The bill had originally put the unit under the attorney general’s office, but a substitute to the bill removed the AG’s office from the process and gave the Texas Rangers sole authority to pursue investigations.
Sen. Kirk Watson, D-Austin, said the bill gave lawmakers a special privilege of facing prosecution in their home counties.
“I believe this bill has created a special class of people that has the opportunity to go back to their hometown county, hometown judge and hometown prosecutor,” Watson said.
He also said the bill could allow lawmakers to face their prosecution in any county where they own property. Huffman said that was not the bill’s intent.
See here and here for the background. Via the Chron, we now know who the holdouts were.

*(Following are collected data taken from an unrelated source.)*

PR #1154, opened 2026-02-06
feat(sdk): add per-command `timeout` override to `execute()`

mdrxy:
Restore per-command timeout control that was lost when #1107 replaced the CLI's `ShellMiddleware` with `LocalShellBackend`.

The SDK's `execute()` previously only accepted `command: str` with the timeout fixed at init time, so the LLM couldn't extend it for long-running commands. This adds `timeout` as a keyword-only parameter across the entire `SandboxBackendProtocol` hierarchy and removes the CLI's `CLIShellBackend` wrapper that is no longer needed.

## Changes

- Add keyword-only `timeout: int | None = None` to `SandboxBackendProtocol.execute()` / `aexecute()` and propagate through `BaseSandbox`, `LocalShellBackend`, `CompositeBackend`, and all partner implementations
- Expose `DEFAULT_EXECUTE_TIMEOUT = 120` as a named constant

Disagreement over having the Attorney General involved in the investigation and prosecution of cases, and the issue of prosecuting the violations in the counties where they occurred, had stalled the passage of Senate Bill 10 for more than two weeks.

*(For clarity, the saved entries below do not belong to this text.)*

PR #720, opened 2019-10-18
[CBRD-23186] Add test case for this issue

mandy2016:
http://jira.cubrid.org/browse/CBRD-23186


sql/_13_issues/_19_2h/cases/cbrd_23186.sql
```diff
@@ -0,0 +1,7 @@
+drop table if exists t;
+create table t (a string, b string);
+insert into t values ('c',null);
+create index idx2 on t(nvl(a,b)) invisible;
+show index from t;
+commit;
+update t set a = null;
```
jinmeihua: Please add the following queries in the end. 
```
select * from t; 
drop table if exists t;
```

PR #726, opened 2019-10-23
[CBRD-22162] Add some i18n test cases for json test

mandy2016:


fanzaiqiang:
It's not priority to submit json with i18n cases.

With Sens. Kevin Eltife, R-Tyler, and Kel Seliger, R-Amarillo, and all Senate Democrats opposed to the anywhere-but-Austin prosecution exception for statewide officeholders, lawmakers and lobbyists, Huffman had been unable to get her bill called up for a vote by the full Senate.

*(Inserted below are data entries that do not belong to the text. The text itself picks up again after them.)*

PR #729, opened 2019-10-29
[CBRD-23319]add about core happen test

Zhaojia2019:
http://jira.cubrid.org/browse/CBRD-23319


Zhaojia2019:
add shell case ,close this.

Seliger last week had proposed allowing the Texas Rangers to investigate all cases, and to have a special prosecutor appointed by the chief justice of the Texas Supreme Court handle any charges filed.
Opponents of Huffman’s original bill said the revised plan would not solve the issue of sending cases to the home counties of politicians and lobbyists, where they are more likely to get favorable treatment.
“This perpetuates the problem, because now you will move these cases back in a home county where a courthouse cabal will not go after a state rep or other official because they are part of that local group,” said Tom Smith, Texas director of Public Citizen, a government-watchdog group. “They will have every reason to protect one of their own.”
I’m still a bit unclear on the details – was the special prosecutor bit still included or not? I suppose a system like that could work, jerry-rigged as it is. It’s just that the more moving parts you add, the more likely something will gum it all up. Of course, that would be considered a feature, not a bug. RG Ratcliffe, who isn’t a big fan of the current system, lays out his objections to the proposed one.
Merely turning ethics investigations over to the Texas Rangers is an almost equally bad idea. The governor appoints Texas Public Safety Commission. The current director of DPS was an aide to Governor Rick Perry before taking the top job at DPS. Through a governor’s influence over the public safety commission, a governor could halt or prompt almost any investigation. Imagine an unscrupulous governor bending legislators to his will by threatening to have their campaign accounts investigated. This is as bad a public policy as leaving ethics investigations in the office of one elected district attorney in heavily Democratic Travis County. Besides, I’d rather have the Texas Rangers chasing drug dealers, murderers and other crimes that endanger the public’s safety.
Seliger’s idea has some merit in that it allows the Supreme Court chief justice to name a special prosecutor, but it still involves the Texas Rangers and the political influence a governor can bring to the case. The federal experience also has shown that special prosecutors don’t seem to believe they’ve done their job unless they indict someone.
Probably the best course would be to finally give the Texas Ethics Commission some real powers to investigate and enforce the state’s ethics laws and election codes. As the Texas Tribune reported last week, at least one member of the commission is frustrated by how little power the commission actually has.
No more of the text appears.